PR #162, opened 2022-10-25
OPSEXP-1806 Fix multiline/markdown support in slack notification

gionn:
add tests

OPSEXP-1806

### DIFF
--- a/.github/actions/send-slack-notification/compute-message.sh
+++ b/.github/actions/send-slack-notification/compute-message.sh
@@ -1,0 +1,22 @@
+#!/bin/bash -e
+
+echo 'result<<EOF'
+
+if [ -n "$BLOCK_MESSAGE" ]; then
+    echo -n "${BLOCK_MESSAGE}" | sed -z 's/\n/\\n/g'
+else
+    case $EVENT_NAME in
+        pull_request)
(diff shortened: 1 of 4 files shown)


gionn:
Screenshot 2022-10-25 at 12 11 17

atchertchian (approved):
:+1:

.github/actions/send-slack-notification/compute-message.sh
```diff
@@ -0,0 +1,22 @@
...
+        issues)
+        echo -n "${ISSUE_BODY}" | sed -z 's/\n/\\n/g'
+        ;;
+        *)
+        echo -n "${COMMIT_MESSAGE}" | sed -z 's/\n/\\n/g'
+        ;;
+    esac
+fi
+
+echo ''
```
alxgomz, line 21: what about removing the `-n` switch from `echo` commands  and removing that empty `echo` ?

alxgomz (approved):

.github/actions/send-slack-notification/compute-message.sh
gionn: it is to avoid having that last newline converted to `\n` by sed, while I really want a NL before the closing heredoc tag

`echo "\nEOF"` would have worked as well but for some reason looked more cleaner :D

========

**Task**
Each and every entry needs to be repeated exactly.

**Answer for this exercise**
PR #162, opened 2022-10-25
OPSEXP-1806 Fix multiline/markdown support in slack notification

gionn:
add tests

OPSEXP-1806

### DIFF
--- a/.github/actions/send-slack-notification/compute-message.sh
+++ b/.github/actions/send-slack-notification/compute-message.sh
@@ -1,0 +1,22 @@
+#!/bin/bash -e
+
+echo 'result<<EOF'
+
+if [ -n "$BLOCK_MESSAGE" ]; then
+    echo -n "${BLOCK_MESSAGE}" | sed -z 's/\n/\\n/g'
+else
+    case $EVENT_NAME in
+        pull_request)
(diff shortened: 1 of 4 files shown)


gionn:
Screenshot 2022-10-25 at 12 11 17

atchertchian (approved):
:+1:

.github/actions/send-slack-notification/compute-message.sh
```diff
@@ -0,0 +1,22 @@
...
+        issues)
+        echo -n "${ISSUE_BODY}" | sed -z 's/\n/\\n/g'
+        ;;
+        *)
+        echo -n "${COMMIT_MESSAGE}" | sed -z 's/\n/\\n/g'
+        ;;
+    esac
+fi
+
+echo ''
```
alxgomz, line 21: what about removing the `-n` switch from `echo` commands  and removing that empty `echo` ?

alxgomz (approved):

.github/actions/send-slack-notification/compute-message.sh
gionn: it is to avoid having that last newline converted to `\n` by sed, while I really want a NL before the closing heredoc tag

`echo "\nEOF"` would have worked as well but for some reason looked more cleaner :D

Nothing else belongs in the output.